(DATA FOR THIS TASK)
PR #723, opened 2023-03-09
Upload simulation results after scheduling

### LINKED ISSUE #676: Look into returning the last simulation results at the end of scheduling
Currently we re-simulate at the end of scheduling. We should look into returning the last simulation the scheduler runs instead.

adrienmaillard:
* **Tickets addressed:** resolves #676 
* **Review:** By commit  

## Description

After scheduling, the simulation results are posted to the merlin db via graphql. The id of the created dataset is returned as part of the schedule action and it is saved in the `request` table of the scheduler database. 

Also, the creation of partitions has been replaced with a trigger after insert on `dataset`, thank you @Mythicaeda. 

## Verification

Verified through local tests.
Right now, the user has to refresh the UI to see the new dataset after scheduling.

## Documentation

None. 

## Future work

Make the UI update the dataset id shown based of the id returned by the `schedule` call.

### DIFF
--- a/e2e-tests/src/tests/scheduler.test.ts
+++ b/e2e-tests/src/tests/scheduler.test.ts
@@ -2,6 +2,11 @@ import { expect, test } from '@playwright/test';
 import req from '../utilities/requests.js';
 import time from '../utilities/time.js';
 
+const eqSet = (xs, ys) =>
+    xs.size === ys.size &&
+    [...xs].every((x) => ys.has(x));
+
+
 test.describe('Scheduling', () => {
   const rd = Math.random() * 100;
   const plan_start_timestamp = "2021-001T00:00:00.000";
@@ -13,6 +18,7 @@ test.describe('Scheduling', () => {
   let second_goal_id: number;
   let plan_revision: number;
   let specification_id: number;
+  let dataset_id:number;
 
   test('Upload jar and create mission model', async ({ request }) => {
     //upload bananation jar
@@ -184,11 +190,12 @@ test.describe('Scheduling', () => {
     let it = 0;
     let reason_local: string;
     while (it++ < max_it && (status == 'pending' || status == 'incomplete')) {
-      const { reason, status, analysisId } = await req.schedule(request, specification_id);
+      const { reason, status, analysisId, datasetId } = await req.schedule(request, specification_id);
       status_local = status;
       reason_local = reason;
       expect(status).not.toBeNull();
       expect(status).toBeDefined();
+      dataset_id = datasetId
       await delay(1000);
     }
     if (status_local == "failed") {
@@ -196,6 +203,87 @@ test.describe('Scheduling', () => {
     }
     expect(status_local).toEqual("complete")
     expect(analysisId_local).toEqual(analysisId)
+    expect(dataset_id).not.toBeNull();
+  });
+
+  test('Verify posting of simulation results', async ({ request }) => {
+    let plan = await req.getPlan(request, plan_id)
+    let directiveIds = new Set<number>()
+    let startOffsetsActivityDirectives = new Set<string>()
+    for(const activity of plan.activity_directives){
+      directiveIds.add(activity['id'])
+    }
+    const activities = await req.getSimulationDatasetByDatasetId(request,dataset_id)
+    expect(activities.simulated_activities.length).toEqual(plan.activity_directives.length)
+    let refDirectiveIds = new Set<number>()
+    for(let simulated_activity of activities.simulated_activities){
+      refDirectiveIds.add(simulated_activity.activity_directive.id)
+      startOffsetsActivityDirectives.add(simulated_activity.start_offset)
+    }
+    //all directive have their simulated activity
+    expect(eqSet(refDirectiveIds,directiveIds))
+    const dataset = await req.getProfiles(request, dataset_id)
+    //expect one profile per resource in the banananation model
+    expect(dataset.length).toEqual(7)
+    for(let resource of dataset){
+      if(resource.name =="/fruit" || resource.name == "/peel"){
+        let startOffsetOfResource = new Set<string>()
+        for(let segment of resource.profile_segments){
+          startOffsetOfResource.add(segment.start_offset)
+        }
+        //these two resources are affected by the peel, grow and bite banana
+        expect(eqSet(startOffsetOfResource, startOffsetsActivityDirectives)).toEqual(true)
+      }
+    }
+    let topics = await req.getTopicsEvents(request, dataset_id)
+    let prefixInput = "ActivityType.Input."
+    let prefixOutput = "ActivityType.Output."
+    let peelInputIsThere = false
+    let biteInputIsThere = false
+    let growInputIsThere = false
+    let peelOutputIsThere = false
+    let biteOutputIsThere = false
+    let growOutputIsThere = false
+    //topic added in the mission model
+    let producerIsThere = false
+    for(let topic of topics){
+      switch (topic.name){
+        case prefixInput+"BiteBanana":
+          biteInputIsThere = true
+          expect(topic.events.length).toEqual(1)
+          break
+        case prefixOutput+"BiteBanana":
+          biteOutputIsThere = true
+          expect(topic.events.length).toEqual(1)
+          break
+        case prefixInput+"GrowBanana":
+          growInputIsThere = true
+          expect(topic.events.length).toEqual(1)
+          break
+        case prefixOutput+"GrowBanana":
+          growOutputIsThere = true
+          expect(topic.events.length).toEqual(1)
+          break
+        case prefixInput+"PeelBanana":
+          peelInputIsThere = true
+          expect(topic.events.length).toEqual(12)
+          break
+        case prefixOutput+"PeelBanana":
+          peelOutputIsThere = true
+          expect(topic.events.length).toEqual(12)
+          break
+        case "/producer":
+          producerIsThere = true
+          expect(topic.events.length).toEqual(0)
+      }
+    }
+    expect(peelInputIsThere)
+    expect(growInputIsThere)
+    expect(biteInputIsThere)
+    expect(peelOutputIsThere)
+    expect(growOutputIsThere)
+    expect(biteOutputIsThere)
+    expect(producerIsThere)
   });
 
   test('Get Plan', async ({ request }) => {
--- a/scheduler-driver/src/main/java/gov/nasa/jpl/aerie/scheduler/simulation/SimulationFacade.java
+++ b/scheduler-driver/src/main/java/gov/nasa/jpl/aerie/scheduler/simulation/SimulationFacade.java
@@ -21,6 +21,7 @@ import java.util.Comparator;
 import java.util.HashMap;
 import java.util.Map;
 import java.util.Optional;
+import java.util.stream.Collectors;
 
 import static gov.nasa.jpl.aerie.merlin.protocol.types.Duration.MICROSECONDS;
 
@@ -51,6 +52,10 @@ public class SimulationFacade implements AutoCloseable{
     return lastSimConstraintResults;
   }
 
+  public SimulationResults getLatestDriverSimulationResults(){
+    return lastSimDriverResults;
+  }
+
   public SimulationFacade(final PlanningHorizon planningHorizon, final MissionModel<?> missionModel) {
     this.missionModel = missionModel;
     this.planningHorizon = planningHorizon;
@@ -68,6 +73,10 @@ public class SimulationFacade implements AutoCloseable{
   public void setActivityTypes(final Collection<ActivityType> activityTypes){
     this.activityTypes = new HashMap<>();
     activityTypes.forEach(at -> this.activityTypes.put(at.getName(), at));
+  }
+
+  public Map<SchedulingActivityDirectiveId, ActivityDirectiveId> getActivityIdCorrespondence(){
+    return planActDirectiveIdToSimulationActivityDirectiveId;
   }
 
   /**
--- a/scheduler-server/sql/scheduler/tables/scheduling_request.sql
+++ b/scheduler-server/sql/scheduler/tables/scheduling_request.sql
@@ -7,6 +7,7 @@ create table scheduling_request (
   status status_t not null default 'pending',
   reason jsonb null,
   canceled boolean not null default false,
+  dataset_id integer default null,
 
   specification_revision integer not null,
 
--- a/scheduler-server/src/main/java/gov/nasa/jpl/aerie/scheduler/server/remotes/postgres/PostgresResultsCellRepository.java
+++ b/scheduler-server/src/main/java/gov/nasa/jpl/aerie/scheduler/server/remotes/postgres/PostgresResultsCellRepository.java
@@ -11,6 +11,7 @@ import gov.nasa.jpl.aerie.merlin.driver.ActivityDirectiveId;
 import gov.nasa.jpl.aerie.scheduler.server.ResultsProtocol;
 import gov.nasa.jpl.aerie.scheduler.server.exceptions.NoSuchRequestException;
 import gov.nasa.jpl.aerie.scheduler.server.exceptions.NoSuchSpecificationException;
+import gov.nasa.jpl.aerie.scheduler.server.models.DatasetId;
 import gov.nasa.jpl.aerie.scheduler.server.models.GoalId;
 import gov.nasa.jpl.aerie.scheduler.server.models.SpecificationId;
 import gov.nasa.jpl.aerie.scheduler.server.remotes.ResultsCellRepository;
@@ -174,7 +175,8 @@ public final class PostgresResultsCellRepository implements ResultsCellRepositor
           specId.id(),
           specRevision,
           RequestRecord.Status.FAILED,
-          reason);
+          reason,
+          Optional.empty());
     }
   }
 
@@ -183,7 +185,8 @@ public final class PostgresResultsCellRepository implements ResultsCellRepositor
       final SpecificationId specId,
       final long specRevision,
       final long analysisId,
-      final ScheduleResults results
+      final ScheduleResults results,
+      final Optional<DatasetId> datasetId
   ) throws SQLException {
     postResults(connection, analysisId, results);
     try (final var setRequestStateAction = new SetRequestStateAction(connection)) {
@@ -191,7 +194,8 @@ public final class PostgresResultsCellRepository implements ResultsCellRepositor
           specId.id(),
           specRevision,
           RequestRecord.Status.SUCCESS,
-          null);
+          null,
+          datasetId);
     }
   }
 
@@ -265,7 +269,9 @@ public final class PostgresResultsCellRepository implements ResultsCellRepositor
               request.reason()
                   .orElseThrow(() -> new Error("Unexpected state: %s request state has no failure message".formatted(request.status()))),
               request.analysisId());
-          case SUCCESS -> new ResultsProtocol.State.Success(getResults(connection, request.analysisId()), request.analysisId());
+          case SUCCESS -> new ResultsProtocol.State.Success(getResults(connection, request.analysisId()),
+                                                            request.analysisId(),
+                                                            request.datasetId());
         }
     );
   }
@@ -324,9 +330,9 @@ public final class PostgresResultsCellRepository implements ResultsCellRepositor
     }
 
     @Override
-    public void succeedWith(final ScheduleResults results) {
+    public void succeedWith(final ScheduleResults results, final Optional<DatasetId> datasetId) {
       try (final var connection = dataSource.getConnection()) {
-        succeedRequest(connection, specId, specRevision, analysisId, results);
+        succeedRequest(connection, specId, specRevision, analysisId, results, datasetId);
       } catch (final SQLException ex) {
         throw new DatabaseException("Failed to update scheduling request state", ex);
       }
--- a/scheduler-server/src/main/java/gov/nasa/jpl/aerie/scheduler/server/remotes/postgres/PreparedStatements.java
+++ b/scheduler-server/src/main/java/gov/nasa/jpl/aerie/scheduler/server/remotes/postgres/PreparedStatements.java
@@ -36,4 +36,13 @@ public final class PreparedStatements {
       return SchedulerParsers.scheduleFailureP.parse(reader.readValue()).getSuccessOrThrow();
     }
   }
+
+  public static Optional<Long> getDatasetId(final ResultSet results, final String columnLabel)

(WORK TO BE COMPLETED) The first line of the entries above and every line after it, up to and including the line with "Currently we re-simulate", should be set down exactly.

(COMPLETED EXERCISE)
PR #723, opened 2023-03-09
Upload simulation results after scheduling

### LINKED ISSUE #676: Look into returning the last simulation results at the end of scheduling
Currently we re-simulate at the end of scheduling. We should look into returning the last simulation the scheduler runs instead.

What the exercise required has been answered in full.